Hi Tom - sure. The short answer is that distributed processing engines and calling on HPC queues to derive user-defined products from our point cloud holdings are on our to-do list.
Longer:
Process distribution engines (eg spark) and HPC access are critical to delivering data heavy services. Since the WPS API is pretty generalised, it is plausible to run fairly heavy compute jobs if connections to HPC queues or distributed processing engines can be made (with appropriate security and accounting in place)
In the context of this ticket - we may want to use data from multiple sources to get a job done - for example, merging topobathymetric LiDAR and multibeam bathymetry and sUAS/photogrammetric data. We are going to need deploy those jobs across multiple processing nodes or in an HPC queue, and ideally we consume as few cycles as possible wrangling data.
Happy to hear your thoughts on specifications re #24 ...
I'm updating https://github.com/opengeospatial/testbed14-ideas/issues/24 to add more details on our use case. On security-related concerns that you mention, please look at https://github.com/opengeospatial/testbed14-ideas/issues/3 proposed by OGC on Federated systems. You'll see I proposed to consider ESGF as a use case. If the idea makes its way to sponsors and is validated, and as your institution, NCI Australia is part of ESGF, that would fit well in the picture you depict.
As you know, members of ESGF have distributed and heteregenous infrastructure for processing and task distribution. Several sites have implemented queue-based task management (Celery, RabbitMQ) as well as a common API to call base services on different technologies. I think it is worthwhile to consider https://github.com/opengeospatial/testbed14-ideas/issues/29 Pub/Sub approach and see how well it fits.
For execution, there is also a proposal on https://github.com/opengeospatial/testbed14-ideas/issues/23 to use Docker Containers in WPS workflows. Initial findings (not approved by OGC yet) in TB13 Earth Observation Clouds (EOC) thread also consider Docker as a valid mecanism to package applications. I am unsure how well LIDAR data and processes fits in ESGF core mission of management and dissemination of climate model outputs and observational data (mostly satellite-based). Nevertheless, I think the overall challenges are compatible.
@adamsteer : this reference came up in TB-14 Machine Learning task. Ideas? https://www.gim-international.com/content/article/automatic-object-detection-in-point-clouds
@tomLandry plenty, and it’s something I’ve got on my future-me slate (inside the next 12-24 months).
This idea touches on the testbed-14 mindmap (http://www.opengeospatial.org/projects/initiatives/testbed14) branch about point cloud data processing. It also relates to #8, #9, #26, #25; and touches on activities in the OGC point cloud domain working group around how to best deliver an OGC point cloud data ecosystem.
A WPS-based point cloud data service is in prototype at NCI (pointclouds.nci.org.au).
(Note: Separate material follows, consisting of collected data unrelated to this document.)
PR #134, opened 2025-08-23
[DNM] zephyrCommon: Changing pin numbering rules

soburi:
Zephyr's [ba48d83b](https://github.com/zephyrproject-rtos/zephyr/commit/ba48d83bec18e9f2caf61979aadf9f8537086cee)
changes make it easy to configure pin numbering at compile,
so we'll change the pin numbers to be based on the GPIO pin numbers.

This is same as the traditional Arduino, using the GPIO numbers as
pin numbers. Pin names written on the board, such as D1 and D2,
are aliases for these pin numbers.

When using multiple GPIO ports, pin numbers are numbered consecutively
from the beginning. For example, if you have two 16-port GPIOs,
16 refers to the first pin (idx=0) of the second port.

### DIFF
--- a/cores/arduino/Arduino.h
+++ b/cores/arduino/Arduino.h
@@ -1,5 +1,6 @@
 /*
  * Copyright (c) 2022 Dhruva Gole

The use case here is to deliver at a broader set of functionality than 'topography' or 'raw points' - ie keystone science products from our warehoused point data, whether it comes from LiDAR, photogrammetry, multibeam sonar or other sources (iphones etc).
Our experience so far has helped to shape how we expect point data to arrive - what expectations we have for point data in order to deliver a useable service. This also helps to shape our ideas about what a pointcloud data service statement from OGC should look like - whether we should worry about how bytes are written to disk or more broad statements like 'an OGC-compliant point data set shall have attributes X,Y,Z,M, and Q'.
Ongoing development will be necessarily pushed into containerising and scaling WPS processes, dealing with issues about multiple point data sources, and making a definitive statement about what attributes point datasets need to work well with each other.